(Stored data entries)
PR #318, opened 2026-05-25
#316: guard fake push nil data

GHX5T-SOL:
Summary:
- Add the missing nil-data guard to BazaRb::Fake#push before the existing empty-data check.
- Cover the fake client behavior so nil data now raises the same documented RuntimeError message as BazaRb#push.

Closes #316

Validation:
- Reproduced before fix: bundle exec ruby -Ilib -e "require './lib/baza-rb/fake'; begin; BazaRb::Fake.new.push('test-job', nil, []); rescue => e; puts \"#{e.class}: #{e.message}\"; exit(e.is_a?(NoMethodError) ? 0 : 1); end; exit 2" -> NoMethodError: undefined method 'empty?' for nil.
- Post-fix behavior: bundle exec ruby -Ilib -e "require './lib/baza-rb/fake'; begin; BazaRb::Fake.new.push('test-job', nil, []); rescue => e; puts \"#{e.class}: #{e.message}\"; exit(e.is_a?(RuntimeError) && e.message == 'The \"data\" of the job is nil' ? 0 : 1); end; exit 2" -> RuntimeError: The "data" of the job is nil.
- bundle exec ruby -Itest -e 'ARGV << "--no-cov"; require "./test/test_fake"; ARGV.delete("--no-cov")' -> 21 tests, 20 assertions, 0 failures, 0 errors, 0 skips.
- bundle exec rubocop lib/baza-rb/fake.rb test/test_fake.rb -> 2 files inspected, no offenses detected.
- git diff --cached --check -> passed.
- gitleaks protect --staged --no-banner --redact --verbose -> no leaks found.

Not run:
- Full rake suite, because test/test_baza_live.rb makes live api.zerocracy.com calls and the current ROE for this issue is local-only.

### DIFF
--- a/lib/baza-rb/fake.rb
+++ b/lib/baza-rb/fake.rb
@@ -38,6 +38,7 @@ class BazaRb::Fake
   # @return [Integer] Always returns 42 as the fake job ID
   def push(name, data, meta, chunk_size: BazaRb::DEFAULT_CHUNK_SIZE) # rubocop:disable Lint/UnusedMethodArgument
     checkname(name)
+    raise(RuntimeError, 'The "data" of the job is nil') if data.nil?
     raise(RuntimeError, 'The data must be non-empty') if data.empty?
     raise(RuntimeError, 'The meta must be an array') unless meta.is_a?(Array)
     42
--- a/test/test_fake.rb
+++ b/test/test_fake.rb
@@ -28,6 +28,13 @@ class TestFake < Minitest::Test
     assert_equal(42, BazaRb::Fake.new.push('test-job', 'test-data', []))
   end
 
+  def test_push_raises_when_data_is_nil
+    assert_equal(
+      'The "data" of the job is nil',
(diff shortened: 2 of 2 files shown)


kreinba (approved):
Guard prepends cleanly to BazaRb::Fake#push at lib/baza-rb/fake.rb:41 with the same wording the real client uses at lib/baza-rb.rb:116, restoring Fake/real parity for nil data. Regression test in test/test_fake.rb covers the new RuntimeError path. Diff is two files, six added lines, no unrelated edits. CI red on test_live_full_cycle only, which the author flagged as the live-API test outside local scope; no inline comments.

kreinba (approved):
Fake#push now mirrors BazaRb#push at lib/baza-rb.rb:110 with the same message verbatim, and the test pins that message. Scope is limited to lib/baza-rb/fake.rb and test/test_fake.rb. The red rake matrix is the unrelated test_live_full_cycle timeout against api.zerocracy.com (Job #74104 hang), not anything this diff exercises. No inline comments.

...

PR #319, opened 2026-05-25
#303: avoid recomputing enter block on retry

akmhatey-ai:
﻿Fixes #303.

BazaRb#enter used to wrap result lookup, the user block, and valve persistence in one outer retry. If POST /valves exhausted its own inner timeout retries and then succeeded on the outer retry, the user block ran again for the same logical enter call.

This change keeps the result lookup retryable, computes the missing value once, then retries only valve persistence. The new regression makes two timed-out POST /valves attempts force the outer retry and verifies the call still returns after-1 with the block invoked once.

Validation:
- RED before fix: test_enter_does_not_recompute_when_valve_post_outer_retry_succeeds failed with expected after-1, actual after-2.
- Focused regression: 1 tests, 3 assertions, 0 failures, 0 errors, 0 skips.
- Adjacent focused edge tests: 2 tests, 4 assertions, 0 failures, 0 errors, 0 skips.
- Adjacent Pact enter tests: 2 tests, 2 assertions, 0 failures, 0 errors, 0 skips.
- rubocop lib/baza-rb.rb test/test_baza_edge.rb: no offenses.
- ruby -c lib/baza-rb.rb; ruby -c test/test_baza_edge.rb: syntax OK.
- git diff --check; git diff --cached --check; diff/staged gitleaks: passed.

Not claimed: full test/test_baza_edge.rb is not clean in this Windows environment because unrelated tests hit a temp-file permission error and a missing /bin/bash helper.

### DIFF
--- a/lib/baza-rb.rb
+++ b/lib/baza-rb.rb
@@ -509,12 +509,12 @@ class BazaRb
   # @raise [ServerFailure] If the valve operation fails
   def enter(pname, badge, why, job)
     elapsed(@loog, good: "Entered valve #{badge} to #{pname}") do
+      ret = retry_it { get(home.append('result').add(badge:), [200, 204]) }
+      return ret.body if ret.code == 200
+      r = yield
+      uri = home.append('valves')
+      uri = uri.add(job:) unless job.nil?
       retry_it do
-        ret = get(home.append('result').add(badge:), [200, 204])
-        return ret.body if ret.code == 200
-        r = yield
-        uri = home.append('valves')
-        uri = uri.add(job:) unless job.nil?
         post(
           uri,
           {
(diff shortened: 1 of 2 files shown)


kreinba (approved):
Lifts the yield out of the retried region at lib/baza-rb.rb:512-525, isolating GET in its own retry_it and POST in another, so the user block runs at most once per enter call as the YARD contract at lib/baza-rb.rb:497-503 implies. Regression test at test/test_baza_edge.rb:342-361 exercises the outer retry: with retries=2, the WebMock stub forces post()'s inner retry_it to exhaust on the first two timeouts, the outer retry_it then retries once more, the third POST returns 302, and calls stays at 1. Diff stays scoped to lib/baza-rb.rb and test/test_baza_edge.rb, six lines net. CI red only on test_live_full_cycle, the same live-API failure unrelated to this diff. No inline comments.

■ **The problem**
Identify the lines of the data that contain the word "pname". Copy each of them.

■ **Completed task**
   def enter(pname, badge, why, job)
     elapsed(@loog, good: "Entered valve #{badge} to #{pname}") do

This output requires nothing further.